PR #11739, opened 2017-02-24
changes for Windows x64

Rechi:
## Description
- Registers are different on win32 and x64
- `_USE_32BIT_TIME_T` can't be used on x64
- calling ` _controlfp(...)` on x64 lets the program crash, also most likely has no benefit on win32
- linking with `yajl.lib` is already handled at a  different place in cmake for all platforms

## Motivation and Context
Some changes which are need to get windows x64 compiled.

## How Has This Been Tested?
Changes have been in my local branch for longer time.

## Types of change

- [ ] Bug fix (non-breaking change which fixes an issue)
- [ ] New feature (non-breaking change which adds functionality)
- [ ] Breaking change (fix or feature that would cause existing functionality to change)

## Checklist:

- [x] My code follows the [Code guidelines](https://codedocs.xyz/xbmc/xbmc/code_guidelines.html) of this project 
- [ ] My change requires a change to the documentation, either Doxygen or wiki
- [ ] I have updated the documentation accordingly
- [x] I have read the [CONTRIBUTING](https://github.com/xbmc/xbmc/blob/master/CONTRIBUTING.md) document
- [ ] I have added tests to cover my change
- [ ] All new and existing tests passed

PR #12069, opened 2017-05-07
[PVR] Fix time_t db insertion (typecast time_t -> uint)

peak3d:
[PVR] Fix time_t db insertion (typecast time_t -> uint)

## Description
Win32's time_t is 64 bit, %u for time_t fails in epg and channel insertion with my win32 build.
This PR typecasts the time_t values used into the type expected in formatting string.

## Motivation and Context
Fix crash on EPG update / pvr stall at kodi startup

## Types of change

ping @ksooo

### DIFF
--- a/xbmc/pvr/PVRDatabase.cpp
+++ b/xbmc/pvr/PVRDatabase.cpp
@@ -578,10 +578,10 @@ bool CPVRDatabase::Persist(CPVRChannelGroup &group)
     /* insert a new entry when this is a new group, or replace the existing one otherwise */
     if (group.GroupID() <= 0)
       strQuery = PrepareSQL("INSERT INTO channelgroups (bIsRadio, iGroupType, sName, iLastWatched, bIsHidden, iPosition) VALUES (%i, %i, '%s', %u, %i, %i)",
-          (group.IsRadio() ? 1 :0), group.GroupType(), group.GroupName().c_str(), group.LastWatched(), group.IsHidden(), group.GetPosition());
+          (group.IsRadio() ? 1 :0), group.GroupType(), group.GroupName().c_str(), static_cast<unsigned int>(group.LastWatched()), group.IsHidden(), group.GetPosition());
     else
       strQuery = PrepareSQL("REPLACE INTO channelgroups (idGroup, bIsRadio, iGroupType, sName, iLastWatched, bIsHidden, iPosition) VALUES (%i, %i, %i, '%s', %u, %i, %i)",
-          group.GroupID(), (group.IsRadio() ? 1 :0), group.GroupType(), group.GroupName().c_str(), group.LastWatched(), group.IsHidden(), group.GetPosition());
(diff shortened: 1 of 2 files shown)


Jalle19 (commented):
Isn't there a better modifier we could use to avoid casting everywhere?

ksooo:
Wondering why not every win32 build user experiences those crashes/stalls? Some if affected functions should be called unconditionally as soon as pvr is enabled.

peak3d:
AFAIK there is no format specifier for time_t.
If you push time_t on the list of va_args it has to meet the sizes of the format string.

But yes, @ksooo I was also surprised about the heavy crashes I never realized before.
But, IIRC I never tried PVR on my win machine before.

Behavier is currently (empty dp):
- kodi starts well and db is filled.
- after one minute epg want to update -> crash (access on invalid string when formattig)
- after kodi restart: INSERT CHANNEL segfaults every time with the same issue.

Could be that I use a newer WinSDK than on jenkins build machine and time_t has changed.

peak3d:
Just to avoid a long discussion:

- We all agree that time_t can be 32 or 64 bit, do we?
- We all agree that %u is wrong for 64 bit data types, doesn't we?

So it has to be changed in any way, solution one the typecast as done in the commit, solution 2: change the datatypes / return values of the function to unsigned int instead time_t., solution 3: use std::stringstream for formatting.

We only have to decide to one of those 3.

Rechi:
`time_t` was 32 bit before #11739 was merged.

peak3d:
thanx for sorting this out @Rechi

Paxxi:
I think we should avoid casting to 32bit,won't be an issue until 2038 but it would feel cleaner to cast to uint64_t everywhere

Rechi:
I also think there is a better solution then casting.
@Paxxi it gets casted to **unsigned** int so the problematic year will be 2106.

xhaggi:
We have a platform specific define (PRIu64) for unsigned long long (64bit) formatting.
Cast time_t to unsigned long long and use `%" PRIu64"`.

xhaggi:
BTW we should think about to drop the time_t here and use our datetime class and datetime sql time as we do it in our video db.

ksooo:
> BTW we should think about to drop the time_t here and use our datetime class and datetime sql type as we do it in our video db.

 +1

Paxxi:
@Rechi I thought a time_t was unsigned but yeah in that case I don't have any objections really.

peak3d:
Can we pls. agree to one of both:

1.) leave the PR as it is (90 years safe)
2.) 
> Cast time_t to unsigned long long and use %" PRIu64"
(Safe until end of everything)

Does anyone of us believe that we'll have live-tv in 90 years?

Rechi:
I'm fine with both although version 2 (no casting) is my preferred one.

peak3d:
version 2 needs casting in the other direction.
because on linux 32 we still have 32-bit time_t

Rechi:
Just seen it, pick the version you prefer.

ksooo:
I'm fine with option 1, merge the PR as it is now.

fritsch:
For history:

Dear people that come to this world after us. If you find that commit and it bites you in the ass, sit down, drink a beer and be happy that this part of the code survived that long.

ksooo:
jenkins build this please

+++++

WHAT THE TASK REQUIRES »
In the entries above, find lines with "used" and copy each.

ANSWER FOR THIS EXERCISE »
- `_USE_32BIT_TIME_T` can't be used on x64
This PR typecasts the time_t values used into the type expected in formatting string.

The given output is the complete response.